In the most preferred embodiment, the collar forms an annular barrier below a smooth inwardly rounding portion of the screw head which forms a neck between the screw head and the screw threads. The collar includes two rows of knurls which have a depth of the magnitude of about 0.01 inch and where the collar has a point to point diameter that is approximately the same magnitude larger than the opening in the anchor (or plate) through which it is inserted. This allows the knurls to asymmetrically deform during insertion so as to permit insertion but to inhibit the anchor from slipping below the collar. In the absence of the restraining means, it might be possible for the anchor to slip downward on the screw to a position where it is difficult for the surgeon to reach. This situation could arise for example, where a vertebrae is mis-aligned in the anterior direction, and the screw might not be screwed fully into position. In this instance, the bone surface doesn""t act to hold the anchor close to the head of the screw.
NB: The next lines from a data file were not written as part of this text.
PR #179, opened 2025-09-29
2019-2021 data processing

kathryn-willi:
This PR contains a .RMD that passes the old (2019-2021) time series data though our auto-QAQC processes. This .RMD is largely based off of the `2025_Q2_pull.R` script in `scratch/api_pull`. As a reminder, this data came from a time where our field and data collection processes were very different (e.g., no field notes; data not always on HydroVu, etc.).

I ran the pipeline myself, and it seems to be doing what we want it to. The stored outputs are identical in structure to our modern data products. However! The one thing I'd love additional eyes on is the time stamp. I believe all are in UTC, but if you could take a look at some diurnal patterns to confirm, that would be amazing.

Lastly, I went through the repo and deleted any functions and scripts that are now contained in our {fcw.qaqc} to avoid future confusion.


SamStruthers:
Thanks for organizing this Katie! 
Here is a plot of Depth at ELC (flow at USGS gage), both in UTC:
Screenshot 2025-09-29 at 11 57 13 AM
The storm events seem to coincide correctly for 2021

This does not appear to be the case for 2020 ( which appears to be off by 7 hours):
Screenshot 2025-09-29 at 12 02 20 PM


It looks like the `timestamp` column is MST or MT for 2019 & 2020 years but not 2021...
Here are some plots of median values by hour to justify.

As is for 2021 (assuming "correctly" timestamp in historical data is UTC):
image
As is with 2020 (data "incorrectly in UTC"):
image

Correcting 2020 (from mst -> utc):
image

Raw & Corrected for 2019 and 2025 for ref: 
image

It is an object of the invention to provide a bone screw that can be used with a stabilizer including but not limited to a rod or plate or other construct component that is secured to the bone by the screw where the screw includes a restraining collar below the head of the screw in a necked area upward of the screw threads.
It is a further object of the invention to provide a spinal screw that is used in conjunction with a stabilizer anchor where the screw is inserted through an opening in the anchor along the longitudinal axis of the screw, where the screw includes means to inhibit the anchor from slipping longitudinally downward along the screw. In a preferred embodiment, the means to inhibit the downward motion comprises a collar having deformable projections that are collectively close to or slightly larger than the size of the opening in the anchor for the screw to be inserted through. For example, these projections can be diamond point knurls that allow for the screw to be inserted through the opening to the necked portion of the screw, but which maintain the anchor above the collar notwithstanding the fact that the knurls were deformed slightly during assembly with the anchor. Of course, other deformable configurations, such as spiral ridges or splines, or threads could also be used with the collar as the restraining means. Alternately, an asymmetrical opening or key could be used with a corresponding keyway on the collar (or anchor respectively.)